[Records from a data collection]
=== Begin Enclosure ===

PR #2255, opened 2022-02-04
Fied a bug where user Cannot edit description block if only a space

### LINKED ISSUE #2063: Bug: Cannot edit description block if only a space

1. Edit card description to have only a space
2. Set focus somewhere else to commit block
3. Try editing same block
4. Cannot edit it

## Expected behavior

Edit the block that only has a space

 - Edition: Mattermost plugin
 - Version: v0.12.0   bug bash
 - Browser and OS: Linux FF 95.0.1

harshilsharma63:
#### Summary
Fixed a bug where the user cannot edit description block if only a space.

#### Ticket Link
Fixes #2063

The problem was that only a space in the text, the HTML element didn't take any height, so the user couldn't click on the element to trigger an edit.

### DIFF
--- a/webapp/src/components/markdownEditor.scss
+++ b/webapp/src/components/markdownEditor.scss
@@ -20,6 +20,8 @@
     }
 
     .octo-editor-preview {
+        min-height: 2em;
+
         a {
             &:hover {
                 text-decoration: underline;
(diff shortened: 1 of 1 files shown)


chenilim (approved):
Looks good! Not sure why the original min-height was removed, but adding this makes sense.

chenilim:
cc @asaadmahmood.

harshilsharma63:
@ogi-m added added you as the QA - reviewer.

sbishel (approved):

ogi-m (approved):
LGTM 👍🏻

=== End Enclosure ===

» TASK INSTRUCTIONS
Your response must be one number, namely how many lines of the data contain the string "webapp".

» SOLUTION FOR THIS PROBLEM
2